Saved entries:
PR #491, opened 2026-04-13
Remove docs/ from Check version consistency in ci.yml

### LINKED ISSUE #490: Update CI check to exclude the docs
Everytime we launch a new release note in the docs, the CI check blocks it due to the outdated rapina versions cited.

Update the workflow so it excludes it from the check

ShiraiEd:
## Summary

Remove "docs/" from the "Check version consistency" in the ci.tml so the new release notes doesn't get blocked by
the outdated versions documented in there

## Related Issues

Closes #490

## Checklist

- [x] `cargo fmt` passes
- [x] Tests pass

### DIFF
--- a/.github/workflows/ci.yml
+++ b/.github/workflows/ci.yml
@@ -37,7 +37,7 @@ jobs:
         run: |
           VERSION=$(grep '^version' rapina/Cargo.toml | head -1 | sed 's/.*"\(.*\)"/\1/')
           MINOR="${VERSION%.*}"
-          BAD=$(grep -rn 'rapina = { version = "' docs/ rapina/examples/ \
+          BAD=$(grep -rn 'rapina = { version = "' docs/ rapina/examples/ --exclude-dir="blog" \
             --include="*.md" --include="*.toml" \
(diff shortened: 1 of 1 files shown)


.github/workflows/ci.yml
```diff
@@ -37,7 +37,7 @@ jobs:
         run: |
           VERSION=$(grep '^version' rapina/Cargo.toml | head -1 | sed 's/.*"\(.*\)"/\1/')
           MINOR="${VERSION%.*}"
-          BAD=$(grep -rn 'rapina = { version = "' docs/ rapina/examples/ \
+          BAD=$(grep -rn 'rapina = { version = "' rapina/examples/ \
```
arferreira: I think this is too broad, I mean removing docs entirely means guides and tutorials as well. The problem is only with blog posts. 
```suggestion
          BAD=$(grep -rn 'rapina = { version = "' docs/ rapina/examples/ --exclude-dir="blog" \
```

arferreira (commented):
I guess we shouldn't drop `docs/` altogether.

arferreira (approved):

§ **The problem**
This exercise asks for every line of the records to be repeated exactly.

§ **Task result**
PR #491, opened 2026-04-13
Remove docs/ from Check version consistency in ci.yml

### LINKED ISSUE #490: Update CI check to exclude the docs
Everytime we launch a new release note in the docs, the CI check blocks it due to the outdated rapina versions cited.

Update the workflow so it excludes it from the check

ShiraiEd:
## Summary

Remove "docs/" from the "Check version consistency" in the ci.tml so the new release notes doesn't get blocked by
the outdated versions documented in there

## Related Issues

Closes #490

## Checklist

- [x] `cargo fmt` passes
- [x] Tests pass

### DIFF
--- a/.github/workflows/ci.yml
+++ b/.github/workflows/ci.yml
@@ -37,7 +37,7 @@ jobs:
         run: |
           VERSION=$(grep '^version' rapina/Cargo.toml | head -1 | sed 's/.*"\(.*\)"/\1/')
           MINOR="${VERSION%.*}"
-          BAD=$(grep -rn 'rapina = { version = "' docs/ rapina/examples/ \
+          BAD=$(grep -rn 'rapina = { version = "' docs/ rapina/examples/ --exclude-dir="blog" \
             --include="*.md" --include="*.toml" \
(diff shortened: 1 of 1 files shown)


.github/workflows/ci.yml
```diff
@@ -37,7 +37,7 @@ jobs:
         run: |
           VERSION=$(grep '^version' rapina/Cargo.toml | head -1 | sed 's/.*"\(.*\)"/\1/')
           MINOR="${VERSION%.*}"
-          BAD=$(grep -rn 'rapina = { version = "' docs/ rapina/examples/ \
+          BAD=$(grep -rn 'rapina = { version = "' rapina/examples/ \
```
arferreira: I think this is too broad, I mean removing docs entirely means guides and tutorials as well. The problem is only with blog posts. 
```suggestion
          BAD=$(grep -rn 'rapina = { version = "' docs/ rapina/examples/ --exclude-dir="blog" \
```

arferreira (commented):
I guess we shouldn't drop `docs/` altogether.

arferreira (approved):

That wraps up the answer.